A substance, other than the active ingredient, that is intended or designated to be used in the manufacturer of pharmaceutical product.

Essential Drugs:

Essential drugs are those that satisfy the health care needs of the majority of the population. Each country may generate its own list of essential drugs.

Equipment:

Equipment is considered to be all apparatus necessary for carrying out analytical processes, but which don’t provide quantitative results for these, such as autoclaves, ovens, laminar flow and gas extraction hoods.

Evaluation:

Constant process of comparison of the results obtained from activities carried out by evaluating group, which are used to measure selectively the efficiency, efficacy and congruence of the administrative programs of the laboratory for preventive purpose.

Efficacy:

The ability of a drug to produce the purported effect, as determined by scientific methods.

Expiry date:

The date appearing on a pharmaceutical product and established by the manufacturer, beyond which the manufacturer will not guarantee the potency, purity, uniformity, or bioavailability of the product.

Or

The date placed on the container of a pharmaceutical product or starting material which designates the date up to and including which the pharmaceutical product is expected to remain within specification if stored correctly. It is established for each batch by adding the shelf-life period to the date of manufacturer.

Finished Product:

A product that has undergone all stages of production, including packaging in its final container and labeling and is available in presentable form.

Formulation:

A composition of a dosage form, including the characteristics of its raw materials and the operations required to process it.

First Expiry/First out Procedure (FEFO):

A method of inventory management in which products with the earliest expiry dates are the first products issued, regardless of the order in which they are received. This method is more demanding than FIFO but should be used for short dated products such as vaccines.

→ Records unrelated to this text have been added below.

PR #919, opened 2017-02-10
Added support for "RequestMsg" and "ResponseMsg" naming suffixes. Thi…

jarredkeuch:
Added support for "RequestMsg" and "ResponseMsg" naming suffixes. This is a convention for IBM WPM servers.

### DIFF
--- a/lib/wsdl.js
+++ b/lib/wsdl.js
@@ -1256,15 +1256,12 @@ WSDL.prototype.xmlToObject = function(xml, callback) {
         // Determine if this is request or response
         var isInput = false;
         var isOutput = false;
-        if ((/Response$/).test(name)) {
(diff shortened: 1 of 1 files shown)


jsdevel:
@jarredkeuch why did you close this?

jarredkeuch:
Good morning! It's not right. Not yet.

Here's our problem: A complex type is being used for the operation
input.When a complex type is used, the extension name (e.g. "
extension="tns:getMyStuff") should be used instead of the input name.
Unfortunately, node-soap only uses the input name.

I should have an updated pull request today.

jsdevel:
@jarredkeuch please do not close a PR and open a new one simply to make changes to it. You can easily force push to reset the state of your branch in git.

PR #920, opened 2017-02-14
If a complex type is used, use the complex type element name and not …

jarredkeuch:
If a complex type is used, use the complex type element name and not the input name.

Here's an excerpt:
```
    <wsdl:message name="getWidgetSummaryByWidgetNumberRequestMsg">
        <wsdl:part name="getWidgetSummaryByWidgetNumberParameters" element="tns:getWidgetSummaryByWidgetNumber">
        </wsdl:part>
    </wsdl:message>
```
The server is expecting "getWidgetSummaryByWidgetNumber" in the root node, but node-soap uses "getWidgetSummaryByWidgetNumberRequestMsg".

First In/First out Procedure (FIFO):

A method of inventory management in which the first products received are the first products issued. This method generally minimizes the chance of drug expiration.

Formulary List:

A list of medicines approved for use in a specific health care system.

Formulary manual:

A manual containing clinically oriented summary pharmacological information about a selected number of medicines. The manual may also include administrative and regulatory information pertaining to medicine prescribing and dispensing.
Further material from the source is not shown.